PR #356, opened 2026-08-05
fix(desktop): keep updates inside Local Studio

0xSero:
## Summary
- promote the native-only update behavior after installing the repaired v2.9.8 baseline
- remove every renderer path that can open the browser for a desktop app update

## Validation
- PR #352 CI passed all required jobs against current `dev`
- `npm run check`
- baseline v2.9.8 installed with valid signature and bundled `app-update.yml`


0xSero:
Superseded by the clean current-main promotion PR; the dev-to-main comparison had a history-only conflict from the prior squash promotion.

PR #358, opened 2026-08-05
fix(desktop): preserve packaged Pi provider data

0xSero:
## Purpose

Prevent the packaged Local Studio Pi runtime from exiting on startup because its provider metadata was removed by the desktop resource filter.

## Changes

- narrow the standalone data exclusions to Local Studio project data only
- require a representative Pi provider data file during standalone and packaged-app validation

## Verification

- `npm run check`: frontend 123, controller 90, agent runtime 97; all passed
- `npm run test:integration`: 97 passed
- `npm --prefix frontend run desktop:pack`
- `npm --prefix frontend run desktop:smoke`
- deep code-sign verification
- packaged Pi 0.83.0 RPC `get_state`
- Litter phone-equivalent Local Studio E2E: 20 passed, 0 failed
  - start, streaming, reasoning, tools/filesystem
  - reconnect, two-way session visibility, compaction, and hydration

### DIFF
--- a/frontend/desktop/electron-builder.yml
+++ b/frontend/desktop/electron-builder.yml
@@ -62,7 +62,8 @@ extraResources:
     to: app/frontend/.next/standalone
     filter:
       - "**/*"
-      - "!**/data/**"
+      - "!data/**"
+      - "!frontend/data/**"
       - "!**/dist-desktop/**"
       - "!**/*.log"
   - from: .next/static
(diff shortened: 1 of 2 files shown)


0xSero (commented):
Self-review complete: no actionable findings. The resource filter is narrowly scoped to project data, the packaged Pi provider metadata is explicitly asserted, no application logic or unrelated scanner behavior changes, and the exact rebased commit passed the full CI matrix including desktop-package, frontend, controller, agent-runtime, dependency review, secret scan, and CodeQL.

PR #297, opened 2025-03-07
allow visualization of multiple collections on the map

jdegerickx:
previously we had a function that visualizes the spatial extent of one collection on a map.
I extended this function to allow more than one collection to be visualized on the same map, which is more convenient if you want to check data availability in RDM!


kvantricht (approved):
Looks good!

Description of the task - Print all the data exactly.

Solution for this task -
PR #356, opened 2026-08-05
fix(desktop): keep updates inside Local Studio

0xSero:
## Summary
- promote the native-only update behavior after installing the repaired v2.9.8 baseline
- remove every renderer path that can open the browser for a desktop app update

## Validation
- PR #352 CI passed all required jobs against current `dev`
- `npm run check`
- baseline v2.9.8 installed with valid signature and bundled `app-update.yml`


0xSero:
Superseded by the clean current-main promotion PR; the dev-to-main comparison had a history-only conflict from the prior squash promotion.

PR #358, opened 2026-08-05
fix(desktop): preserve packaged Pi provider data

0xSero:
## Purpose

Prevent the packaged Local Studio Pi runtime from exiting on startup because its provider metadata was removed by the desktop resource filter.

## Changes

- narrow the standalone data exclusions to Local Studio project data only
- require a representative Pi provider data file during standalone and packaged-app validation

## Verification

- `npm run check`: frontend 123, controller 90, agent runtime 97; all passed
- `npm run test:integration`: 97 passed
- `npm --prefix frontend run desktop:pack`
- `npm --prefix frontend run desktop:smoke`
- deep code-sign verification
- packaged Pi 0.83.0 RPC `get_state`
- Litter phone-equivalent Local Studio E2E: 20 passed, 0 failed
  - start, streaming, reasoning, tools/filesystem
  - reconnect, two-way session visibility, compaction, and hydration

### DIFF
--- a/frontend/desktop/electron-builder.yml
+++ b/frontend/desktop/electron-builder.yml
@@ -62,7 +62,8 @@ extraResources:
     to: app/frontend/.next/standalone
     filter:
       - "**/*"
-      - "!**/data/**"
+      - "!data/**"
+      - "!frontend/data/**"
       - "!**/dist-desktop/**"
       - "!**/*.log"
   - from: .next/static
(diff shortened: 1 of 2 files shown)


0xSero (commented):
Self-review complete: no actionable findings. The resource filter is narrowly scoped to project data, the packaged Pi provider metadata is explicitly asserted, no application logic or unrelated scanner behavior changes, and the exact rebased commit passed the full CI matrix including desktop-package, frontend, controller, agent-runtime, dependency review, secret scan, and CodeQL.

PR #297, opened 2025-03-07
allow visualization of multiple collections on the map

jdegerickx:
previously we had a function that visualizes the spatial extent of one collection on a map.
I extended this function to allow more than one collection to be visualized on the same map, which is more convenient if you want to check data availability in RDM!


kvantricht (approved):
Looks good!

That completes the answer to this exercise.